采用详细化学反应机理的火焰面模型模拟煤油两相燃烧流场

基于可实现的 k-ε湍流模型、颗粒随机轨道模型、火焰面模型和航空煤油详细化学反应机理对模型燃烧室内两相燃烧流场进行了数值模拟.其中详细反应机理由替代燃油(80%质量分数的正癸烷,20%质量分数的1,2,4-三甲基苯)的反应机理和NO_x的反应机理组合而成.通过与实验数据的比较,考察采用该详细化学反应机理的火焰面模型模拟RP-3航空煤油燃烧流场的准确性,特别是污染物排放计算的精度.结果表明:稳态火焰面模型模拟的温度场和CO₂生成量与实验数据吻合较好,而预测的NO排放量与实验值偏差较大;非稳态火焰面模型显著提高了NO的预测精度,在工况1(来流马赫数为0.16,进口温度为537K,油气比为0.0048,常压)条件下与实验数据吻合较好,但在工况2 (来流马赫数为0.155,进口温度为523K,油气比为0.010,常压)条件下仍过高估计了NO的排放量. 

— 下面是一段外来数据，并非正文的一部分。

PR #2372, opened 2021-05-06
Modified ofThe function (addresses follow-up for issue #2360)

Ant13731:
Changed all occurences of `ofThe` to `the_ofThe` for easier readability. Added in new `ofThe` function to work as expected.
closes issue #2360

### DIFF
--- a/code/.hlint.yaml
+++ b/code/.hlint.yaml
@@ -54,7 +54,7 @@
 # Ignore some builtin hints
 # - ignore: {name: Use let}
 # - ignore: {name: Use const, within: SpecialModule} # Only within certain modules
-  - ignore: {name: "Use camelCase"}
+- ignore: {name: "Use camelCase"}
 
 
 # Define some custom infix operators
--- a/code/.hlint.yaml
+++ b/code/.hlint.yaml
@@ -54,6 +54,7 @@
 # Ignore some builtin hints
 # - ignore: {name: Use let}
 # - ignore: {name: Use const, within: SpecialModule} # Only within certain modules
+  - ignore: {name: "Use camelCase"}
 
 
 # Define some custom infix operators
--- a/code/drasil-data/Data/Drasil/Concepts/Physics.hs
+++ b/code/drasil-data/Data/Drasil/Concepts/Physics.hs
@@ -118,7 +118,7 @@ pendulum = dccWDS "pendulum" (cn "pendulum")
 position = dcc "position" (cn' "position")
   "an object's location relative to a reference point"
 positionVec = dccWDS " positionVec" (cn' "position vector")
-   (S "a vector from the origin" `the_ofThe` phrase cartesian +:+ S "defined"
+   (S "a vector from the origin" `ofThe` phrase cartesian +:+ S "defined"
     `toThe` phrase point +:+ S "where the" +:+ phrase force +:+ S "is applied")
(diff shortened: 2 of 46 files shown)


Ant13731:
Is the underscore the reason for the error here? Should I just use pure camel case?

smiths:
Yes, @Ant13731, HLint failed on the camelCase test.  It seems that we could change `the_ofThe` to `theOfThe`.  I'm sure it is also possible to override the camelCase warning, but you would want permission from @JacquesCarette before going down that road.

JacquesCarette:
If there's a way to make `the_ofThe` an exception to the camel case warning, that would be the best route. I like the underscore in that name. Otherwise, I think we'll turn off that warning.

smiths:
There might be a hint on how to turn off the warning here:

https://github.com/haskell/haskell-ide-engine/issues/955

code/drasil-data/Data/Drasil/Concepts/Physics.hs
```diff
@@ -118,10 +118,10 @@ pendulum = dccWDS "pendulum" (cn "pendulum")
 position = dcc "position" (cn' "position")
   "an object's location relative to a reference point"
 positionVec = dccWDS " positionVec" (cn' "position vector")
-   (S "a vector from the origin" `ofThe` phrase cartesian +:+ S "defined"
+   (S "a vector from the origin" `the_ofThe` phrase cartesian +:+ S "defined"
```
JacquesCarette, line 121: This one seems odd, i.e. wouln't it generate "the a vector..." ?

code/drasil-example/Drasil/GamePhysics/GenDefs.hs
```diff
@@ -107,7 +107,7 @@ accelGravityDerivSentence2 = [S "The above equation governs the gravitational at
 
 accelGravityDerivSentence3 :: [Sentence]
 accelGravityDerivSentence3 =  [S "Given the above assumptions" `sC` S "let", ch mLarger `sAnd` ch QPP.mass, 
-        S "be the", phrase QPP.mass `ofThe` S "massive and light body respectively.",
+        S "be the", phrase QPP.mass `the_ofThe` S "massive and light body respectively.",
```
JacquesCarette, line 110: won't this generate "the the" ?

JacquesCarette (changes requested):

JacquesCarette (approved):

JacquesCarette:
Except that your change to the hlint yaml seems to have a syntax error, which cased the build to fail. Otherwise, looks good.

code/.hlint.yaml
```diff
@@ -54,6 +54,7 @@
 # Ignore some builtin hints
 # - ignore: {name: Use let}
 # - ignore: {name: Use const, within: SpecialModule} # Only within certain modules
+  - ignore: {name: "Use camelCase"}
```
balacij, line 57: I believe you just need to remove the leading whitespace in front of the `-` so that it can be parsed for hlint.

Ant13731: Ah okay I'll try that. Thanks!

smiths: @Ant13731, you might want to run HLint before doing a pull request.  I think there is a make rule for hlint?

Ant13731: make hlint didn't work but I think the program passed the build test for hlint at least.

Issue #2370, opened 2021-05-06
Inconsistent naming in GamePhysics example.


JacquesCarette:
In words (and in UIDs) things are subscripted with `j`, but in the Haskell, `I` (capital i) is used instead. This is confusing and inconsistent. An old fix was in https://github.com/JacquesCarette/Drasil/commit/266a4805dacdbcba1f05cdbf014336952838d2fb but that is too old and can't be merged easily, it will have to be hand-patched.

Ant13731:
@JacquesCarette just for clarification, should they all have the `j` subscript or the `I`?

JacquesCarette:
I think the words are correct, i.e. it should be `j`.

PR #2373, opened 2021-05-06
Change Subscripts in GamePhys

Ant13731:
Changed all subscript `I` into `j` for GamePhys.
Closes issue #2370


code/drasil-example/Drasil/GamePhysics/DataDefs.hs
```diff
@@ -43,7 +43,7 @@ ctrOfMass = mkQuantDef posCM ctrOfMassEqn
 
 -- FIXME (Variable "i") is a horrible hack
 ctrOfMassEqn :: Expr
-ctrOfMassEqn = sumAll (Variable "i") (sy massI * sy posI) / sy mTot
+ctrOfMassEqn = sumAll (Variable "i") (sy massj * sy posj) / sy mTot
```
JacquesCarette, line 46: Hmm, something here seems amiss. The hack here is likely quite wrong. It does look like `mass` and `pos` depend on `j` (as defined in `Unitals`), but this sum over `i` is then wrong. Could you check in the generated PDF and HTML if that's indeed the case?

code/drasil-example/Drasil/GamePhysics/DataDefs.hs
```diff
@@ -319,7 +319,7 @@ momentOfInertia :: QDefinition
 momentOfInertia = mkQuantDef QP.momentOfInertia momentOfInertiaEqn
 
 momentOfInertiaEqn :: Expr
-momentOfInertiaEqn = sumAll (Variable "i") $ sy massI * (sy rRot $^ 2)
+momentOfInertiaEqn = sumAll (Variable "i") $ sy massj * (sy rRot $^ 2)
```
JacquesCarette, line 322: Here as well, of course.

code/drasil-example/Drasil/GamePhysics/Unitals.hs
```diff
@@ -171,23 +171,23 @@ posCM = ucs "p_CM" (nounPhraseSP "Center of Mass")
...
                 (cn "of the j-th particle")) (phrase QPP.mass)) 
                 (sub (eqSymb QPP.mass) lJ) Real kilogram
 
-posI = ucs' (dccWDS "p_j" (compoundPhrase' (QP.position ^. term) 
+posj = ucs' (dccWDS "p_j" (compoundPhrase' (QP.position ^. term) 
                (cn "vector of the j-th particle")) (phrase QP.position))
                (sub (eqSymb QP.position) lJ) Real metre
 
-accI = ucs' (dccWDS "accI" (compoundPhrase' (cn "the i-th body's")
+accj = ucs' (dccWDS "accj" (compoundPhrase' (cn "the i-th body's")
```
JacquesCarette, line 182: Here `accj` has `i` in its English form!

code/drasil-example/Drasil/GamePhysics/Unitals.hs
```diff
@@ -171,23 +171,23 @@ posCM = ucs "p_CM" (nounPhraseSP "Center of Mass")
...
   (sub (eqSymb QP.position) lCMass) Real metre
 
-massI = ucs' (dccWDS "m_j" (compoundPhrase' (QPP.mass ^. term)
+massj = ucs' (dccWDS "m_j" (compoundPhrase' (QPP.mass ^. term)
                 (cn "of the j-th particle")) (phrase QPP.mass)) 
                 (sub (eqSymb QPP.mass) lJ) Real kilogram
 
-posI = ucs' (dccWDS "p_j" (compoundPhrase' (QP.position ^. term) 
+posj = ucs' (dccWDS "p_j" (compoundPhrase' (QP.position ^. term) 
                (cn "vector of the j-th particle")) (phrase QP.position))
```
JacquesCarette, line 179: and here `pos` has `j` in its English form - this is inconsistent.

JacquesCarette (changes requested):

code/drasil-example/Drasil/GamePhysics/Unitals.hs
Ant13731: Should I change the English description to "j-th body" in order to match the other variable changes. And does the same go for "F_i"?

Ant13731: I also noticed that torque and velocity use the "i-th" body in their description too. Should I change those to "j-th"?

JacquesCarette: They should all consistently use the same variable, for now. Putting a variable name in there is a hack, but one we have to live with right now.  Let's do `j`, as `i` is over-used and could clash with other things.

JacquesCarette (approved):

JacquesCarette (approved):

Issue #2376, opened 2021-05-06
Main README file missing information on pdController example


balacij:
In the [build specific examples area](https://github.com/JacquesCarette/Drasil#building-specific-examples), we are missing a row entry for `pdController_diff`.

In the [running specific examples area](https://github.com/JacquesCarette/Drasil#running-the-examples), we are missing a row entry for `pdController`.

balacij:
@Awurama-N Would you mind having a look at this please?

balacij:
With #2380 merged in, we can close this ticket. Thank you @Awurama-N

PR #2380, opened 2021-05-06
Adding pdController missing rows

Awurama-N:
adding pdController missing rows 
closes Issue #2376


Awurama-N:
added "deleting unwanted references" commit to this accidently, will attempt to delete that commit

JacquesCarette (approved):

PR #2382, opened 2021-05-06
regenerate drasil-example cabal file

balacij:
I'm not too sure what happened, but it was giving errors in the `make` command!

A simple regeneration of the `drasil-example` cabal file is sufficient to fix it luckily. Maybe we'll need to write some documentation about using this build system as well later?


JacquesCarette (approved):
It might have been me - I had to do a hand-merge, and I might have chosen the wrong hash to copy in.

PR #2384, opened 2021-05-06
#2369 : convert TMods' lrIsSafe into a QDefinition

### LINKED ISSUE #2369: In GlassBR, the `lrIsSafe` theory model should use a QDefinition
instead of a `RelationConcept`.  See https://github.com/JacquesCarette/Drasil/commit/560d77699d707d2aa2f59baa9f37e25a11ad0c3f for the details.

balacij:
Closes #2369

### DIFF
--- a/code/drasil-example/Drasil/GlassBR/TMods.hs
+++ b/code/drasil-example/Drasil/GlassBR/TMods.hs
@@ -27,10 +27,8 @@ tMods = [pbIsSafe, lrIsSafe]
 lrIsSafe :: TheoryModel
 lrIsSafe = tm (cw lrIsSafeQD)
    [qw isSafeLoad, qw tmLRe, qw tmDemand] ([] :: [ConceptChunk])
-   [relToQD locSymbMap lrIsSafeQD] [sy isSafeLoad $= lrIsSafeExpr] [] [makeCite astm2009] 
+   [lrIsSafeQD] [sy isSafeLoad $= lrIsSafeExpr] [] [makeCite astm2009] 
    "isSafeLoad" [lrIsSafeDesc]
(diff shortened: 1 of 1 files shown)


code/drasil-example/Drasil/GlassBR/TMods.hs
```diff
@@ -25,16 +25,18 @@ tMods = [pbIsSafe, lrIsSafe]
 
 
 lrIsSafe :: TheoryModel
-lrIsSafe = tm (cw lrIsSafeRC)
+lrIsSafe = tm (cw lrIsSafeQD)
    [qw isSafeLoad, qw tmLRe, qw tmDemand] ([] :: [ConceptChunk])
-   [relToQD locSymbMap lrIsSafeRC] [sy isSafeLoad $= sy tmLRe $> sy tmDemand] [] [makeCite astm2009] 
+   [relToQD locSymbMap lrIsSafeQD] [sy isSafeLoad $= lrIsSafeExpr] [] [makeCite astm2009]
```
JacquesCarette, line 30: So it should be possible to not use `relToQD` here. There was a different combinator in that old branch that was more sensible for use here.  Through this pass, we need to reduce the number of calls to `relToQD` to as close to 0 as possible.

JacquesCarette (changes requested):

JacquesCarette (approved):

code/drasil-example/Drasil/GlassBR/TMods.hs
balacij: My apologies, I overlooked that bit. I just fixed it. The related area in IMods will be using the getEqMods function to grab the QDefinitions there later. I'll do that one in a separate PR (if I can get the logs to not break -- I might need to submit that as an issue instead).

Issue #2342, opened 2021-05-03
Move 2 references out of PDController/References


JacquesCarette:
`laplaceWiki` and `pidWiki` should be moved into Data.Drasil (see #2324) for a similar issue).

Awurama-N:
after taking out the two references, there are warnings that "The type signature for ‘pidWiki’ lacks an accompanying binding", same for laplacewiki, would you like me to take it out of the citation as well.

JacquesCarette:
The declarations of those two signatures should be moved along with the code. They belong together.  Did you just move ½ ?

Awurama-N:
oh okay... 
Yes at first i just took out the references themselves and nothing else

JacquesCarette:
If they are for something quite generic, yes. But not necessarily for everything - there's still a judgement call to make.

PR #2385, opened 2021-05-07
moving wiki references

Awurama-N:
moving wiki references
closes Issue #2342


Awurama-N:
should i have changed something in the "TModel.hs" file as well

code/drasil-example/Drasil/PDController/References.hs
```diff
@@ -1,27 +1,12 @@
 module Drasil.PDController.References where
 import Data.Drasil.Citations (smithLai2005)
-import Data.Drasil.People (wikiAuthors)
 
 import Language.Drasil
 
 citations :: BibRef
-citations = [pidWiki, laplaceWiki, johnson2008, abbasi2015, smithLai2005]
+citations = [johnson2008, abbasi2015, smithLai2005]
```
JacquesCarette, line 7: So those two citations should still be in the `citations` list here. This is a list of all the citations used in this example, regardless of where they are defined.

JacquesCarette (changes requested):
Yes, you need to make changes to `TModel` as well, i.e. import those references.

In general, you need to do `make` locally, and make sure that everything compiles successfully, and the tests pass too.

JacquesCarette (approved):

PR #2720, opened 2021-07-21
Double Pendulum: Add Organization of Document

### LINKED ISSUE #2633: Double Pendulum: Organization of the document
In the introduction for the double pendulum, add a section about the organization of the document.

cd155:
The Organization of Document will be added to the Pendulum example. Details on what's in Organization of Document listed at #2633

close #2633


JacquesCarette (approved):

cd155:
I just realized the location of figures may be different between .pdf and .html

In pdf, figure 1: System Context appears at top of the page before 2.4 section. In the html file, the figure locates in the middle of the system context.

PDF:
Screen Shot 2021-07-21 at 6 13 01 PM

HTML:
Screen Shot 2021-07-21 at 6 22 52 PM

JacquesCarette:
This is normal, that's how latex works. As long as the text doesn't assume where the figure actually is (by using words like 'above' or 'below'), it's fine.

cd155:
I see, thanks for the explanation.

Flamelet modeling of two-phase kerosene combustion flow fields using a detailed chemical reaction mechanism

Two-phase combustion flow fields in a model combustor were numerically simulated using realizable k-ε turbulent model,particles stochastic trajectory model,flamelet models and the detailed chemical reaction mechanism of aviation kerosene.The detailed reaction mechanism was assembled using the combustion mechanism of surrogate fuel (80% decane and 20% 1,2,4-trimethylbenzene by mass fraction) and NO_x formation mechanism.The accuracy of flamelet modeling of RP-3 kerosene combustion flow fields (especially for NO emissions) employing the detailed reaction mechanism was investigated by comparison with the experimental data.The result shows that the temperature and CO₂ concentrations predicted using the steady flamelet model are in good agreement with the experimental data,but the NO emissions have a bigger deviation.The use of unsteady flamelet model significantly improves the prediction accuracy of NO concentrations and shows good agreement with the experimental data in condition 1 (inlet Mach number 0.16,inlet temperature 537K,fuel-air ratio 0.0048,atmospheric pressure),but NO emissions are overpredicted in condition 2(inlet Mach number 0.155,inlet temperature 523K,fuel-air ratio 0.010,atmospheric pressure).